The extensive two-week workshop provided critical instruction regarding the oral techniques central to Mexico’s Criminal Justice System. Approximately 85 participants, law professors and students from UANL, attended the workshop. OASIS Training Director Janice Deaton led a diverse team of instructors from Colombia, Mexico, and the United States. These instructors included: Christopher Pastrana, Bertha Alcalde, Anthony Da Silva, Jorge Gutiérrez, Michael Mandig, Albert Amado, Adriana Blanco, Carlos Varela and Iker Ibarreche.

The instructors addressed seven major topics:

Theory of the case: The strategy behind the decisions and actions a lawyer takes.
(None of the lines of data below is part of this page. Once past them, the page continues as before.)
PR #8105, opened 2022-04-02
Small typo in map dragging option description

adam-lynch:


Falke-Design (changes requested):
Please revert your change and only change it in this [line](https://github.com/Leaflet/Leaflet/blob/main/src/map/handler/Map.Drag.js#L17)

adam-lynch:
OK done.

By the way, that was my first time using a "Codespace" to fix up a PR and it was amazing;

image

It launched a VSCode-like instance in a browser tab. I edited from there and committed using the "VS Code" terminal

mourner (approved):

PR #8109, opened 2022-04-03
Add a Ukrainian flag to default attribution 🇺🇦 

mourner:
Add a 🇺🇦 flag to the default attribution prefix (where SVG is supported). Just a tiny, unobtrusive way to bring more attention to Leaflet's Ukrainian background across websites that use it.

image

### DIFF
--- a/src/control/Control.Attribution.js
+++ b/src/control/Control.Attribution.js
@@ -4,6 +4,7 @@ import {Map} from '../map/Map';
 import * as Util from '../core/Util';
 import * as DomEvent from '../dom/DomEvent';
 import * as DomUtil from '../dom/DomUtil';
+import Browser from '../core/Browser';
 
 /*
  * @class Control.Attribution
@@ -21,8 +22,8 @@ export var Attribution = Control.extend({
 
 		// @option prefix: String|false = 'Leaflet'
 		// The HTML text shown before the attributions. Pass `false` to disable.
-		prefix: '<a href="https://leafletjs.com" title="A JavaScript library for interactive maps">Leaflet</a>'
-
+		prefix: '<a href="https://leafletjs.com" title="A JavaScript library for interactive maps">' +
+				(Browser.emoji ? '&#127482;&#127462; ' : '') + 'Leaflet</a>'
 	},
 
 	initialize: function (options) {
--- a/src/control/Control.Attribution.js
+++ b/src/control/Control.Attribution.js
@@ -6,7 +6,7 @@ import * as DomEvent from '../dom/DomEvent';
 import * as DomUtil from '../dom/DomUtil';
 import Browser from '../core/Browser';
 
-const ukrainianFlag = '<svg xmlns="http://www.w3.org/2000/svg" width="12" height="8"><path fill="#4C7BE1" d="M0 0h12v4H0z"/><path fill="#FFD500" d="M0 4h12v3H0z"/><path fill="#E0BC00" d="M0 7h12v1H0z"/></svg>';
+var ukrainianFlag = '<svg xmlns="http://www.w3.org/2000/svg" width="12" height="8"><path fill="#4C7BE1" d="M0 0h12v4H0z"/><path fill="#FFD500" d="M0 4h12v3H0z"/><path fill="#E0BC00" d="M0 7h12v1H0z"/></svg>';
 
 /*
  * @class Control.Attribution
--- a/src/control/Control.Attribution.js
+++ b/src/control/Control.Attribution.js
@@ -6,6 +6,8 @@ import * as DomEvent from '../dom/DomEvent';
 import * as DomUtil from '../dom/DomUtil';
 import Browser from '../core/Browser';
 
+const ukrainianFlag = '<svg xmlns="http://www.w3.org/2000/svg" width="12" height="8"><path fill="#4C7BE1" d="M0 0h12v4H0z"/><path fill="#FFD500" d="M0 4h12v3H0z"/><path fill="#E0BC00" d="M0 7h12v1H0z"/></svg>';
+
 /*
  * @class Control.Attribution
  * @aka L.Control.Attribution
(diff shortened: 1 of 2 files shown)


webknjaz (approved):

MaxymVlasov (approved):

Malvoz:
The flag doesn't render for me, guess I don't have the necessary emoji font installed:

ua

But I think this is fine too.

mourner:
@Malvoz does the emoji render for you on https://emojipedia.org/flag-ukraine/? I might need to specify a different font set in CSS. I'll look into SVG as an alternative too — good point!

Falke-Design:
I would like to have a new option (maybe on the map while initialization) which is per default true and enables the flag. It should be easy to enable / disable the flag. Right now we force sites to be politcal also that ones which have in theier statutes to be not politcal. In this case it should be easy to disable it.

mourner:
> I would like to have a new option (maybe on the map while initialization) which is per default true and enables the flag. It should be easy to enable / disable the flag. Right now we force sites to be politcal also that ones which have in theier statutes to be not politcal. In this case it should be easy to disable it.

@Falke-Design If you still think this is a political issue, I don't know what to say. It's not about politics, it's about basic humanity. Those who can't have Leaflet attribution can still do that with:

```js
map.attributionControl.setPrefix('')
```

Malvoz:
> @Malvoz does the emoji render for you on https://emojipedia.org/flag-ukraine/?

It doesn't. I'm currently on Windows 10.

Falke-Design:
I thought that the attribution `Leaflet` is a must have and then clearing the prefix would be not working. But while a quick search I didn't find any must have reference to Leaflet so `setPrefix('')` is more then enough.

> If you still think this is a political issue, I don't know what to say. It's not about politics, it's about basic humanity.

Yes you are right, I didn't wanted to understate this. I appreciate this change, I only wanted to be sure that the possiblity to don't show it, is given. And it is with `setPrefix`.

MaxymVlasov:
> > @Malvoz does the emoji render for you on [emojipedia.org/flag-ukraine](https://emojipedia.org/flag-ukraine/)?
>
> It doesn't. I'm currently on Windows 10.

Interesting, I'm on Win10 too and it works in Firefox but does not work in Chrome, Edge, and IE11.

src/control/Control.Attribution.js
```diff
@@ -6,6 +6,8 @@ import * as DomEvent from '../dom/DomEvent';
 import * as DomUtil from '../dom/DomUtil';
 import Browser from '../core/Browser';
 
+const ukrainianFlag = '<svg xmlns="http://www.w3.org/2000/svg" width="12" height="8"><path fill="#4C7BE1" d="M0 0h12v4H0z"/><path fill="#FFD500" d="M0 4h12v3H0z"/><path fill="#E0BC00" d="M0 7h12v1H0z"/></svg>';
```
Malvoz, line 9: Do we want to label this for a11y reasons?

e.g. using SVG `<title>` as a child of `<svg>`, or the global `title` attribute? Both these produce tooltips (only on hover in most browsers).

Otherwise SVG `<desc>` can be used, or global `aria-label`.

Malvoz: Or else set to `<svg>` to `aria-hidden="true"`, as some screen readers may announce "Graphic" or similar.

mourner: I think no, it's pure decoration — people following the link will get the meaning on the website anyway.

mourner:
@Malvoz @MaxymVlasov replaced the emoji with an SVG equivalent (and updated the screenshot above).

src/control/Control.Attribution.js
```diff
@@ -4,6 +4,9 @@ import {Map} from '../map/Map';
 import * as Util from '../core/Util';
 import * as DomEvent from '../dom/DomEvent';
 import * as DomUtil from '../dom/DomUtil';
+import Browser from '../core/Browser';
+
+var ukrainianFlag = '<svg xmlns="http://www.w3.org/2000/svg" width="12" height="8"><path fill="#4C7BE1" d="M0 0h12v4H0z"/><path fill="#FFD500" d="M0 4h12v3H0z"/><path fill="#E0BC00" d="M0 7h12v1H0z"/></svg>';
```
Malvoz, line 9:
```suggestion
var ukrainianFlag = '<svg aria-hidden="true" xmlns="http://www.w3.org/2000/svg" width="12" height="8"><path fill="#4C7BE1" d="M0 0h12v4H0z"/><path fill="#FFD500" d="M0 4h12v3H0z"/><path fill="#E0BC00" d="M0 7h12v1H0z"/></svg>';

```

Malvoz: I think we should hide it from ATs per https://github.com/Leaflet/Leaflet/pull/8109#discussion_r841212780.

Malvoz (approved):

junkym0nk3y:
> > I would like to have a new option (maybe on the map while initialization) which is per default true and enables the flag. It should be easy to enable / disable the flag. Right now we force sites to be politcal also that ones which have in theier statutes to be not politcal. In this case it should be easy to disable it.
> 
> @Falke-Design If you still think this is a political issue, I don't know what to say. It's not about politics, it's about basic humanity. Those who can't have Leaflet attribution can still do that with:
> 
> ```js
> map.attributionControl.setPrefix('')
> ```

No, it's kind of political in Russia. Even if every single web developer will go to raid Kremlin - in another day half of them will be in prison and will be torture the same way (for 10 years for sure - look at "Russian fake news laws" in Wiki and article "A culture of torture and fear is rife in Russia's prison" on dw.com). 

I don't want to be devil's advocate, and I hate this regime too, but I just want to say - that we are people too and we are trying to survive, don't put us at risk of losing this life - even it just live in totalitarian gulag.

MaxymVlasov:
> > > I would like to have a new option (maybe on the map while initialization) which is per default true and enables the flag. It should be easy to enable / disable the flag. Right now we force sites to be politcal also that ones which have in theier statutes to be not politcal. In this case it should be easy to disable it.
> > 
> > 
> > @Falke-Design If you still think this is a political issue, I don't know what to say. It's not about politics, it's about basic humanity. Those who can't have Leaflet attribution can still do that with:
> > ```js
> > map.attributionControl.setPrefix('')
> > ```
> 
> No, it's kind of political in Russia. Even if every single web developer will go to raid Kremlin - in another day half of them will be in prison and will be torture the same way (for 10 years for sure - look at "Russian fake news laws" in Wiki and article "A culture of torture and fear is rife in Russia's prison" on dw.com).
> 
> I don't want to be devil's advocate, and I hate this regime too, but I just want to say - that we are people too and we are trying to survive, don't put us at risk of losing this life - even it just live in totalitarian gulag.

1. That is not related to politics at all, it is about pride to be a Ukrainian product.
2. russians had more than 20 years to stop things that happened now.
3. If you have any "political problems" in a territory where you live with Leaflet or any other product - you always can choose "импортозамещение".

Malvoz:
It's not healthy to the Leaflet community to continue this discussion here. If you don't agree with the 🇺🇦 flag in the attribution, remove it, or write yourself a blog post about it.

This assists the participants in making strategic decisions, which help solve a case.

Opening Statements: Understanding the importance opening statements have in regards to the trial, specifically the jury. Participants learned how to prepare and present an effective opening statement.

Interrogation: Establishing the credibility of the witnesses, laying out the scene, and introducing the events that took place in relationship to the case.

Cross-Interrogation: Questioning of a witness where the opposing party looks to discredit their testimony and credibility.

Introducing Evidence: Determining whether or not the evidence one wishes to present is real, testimonial, demonstrative, or documental.

Use of Depositions: Understanding how to utilize previous statements, especially to refresh a witness’s memory during trial.

Closing Statements: Reiterating the important arguments, theories, and evidence that are relevant to the case. Participants learned how to structure their closing arguments and strengthen their communication skills.

At the conclusion of the workshop, the participants attended a plenary session on ethics and applied the skills they learned in a mock trial. The simulation was designed specifically for the OASIS program and gave the participants the opportunity to showcase what they earned over the course of two weeks. They adopted specific roles and the instructors acted as judges, overseeing the trial and providing feedback.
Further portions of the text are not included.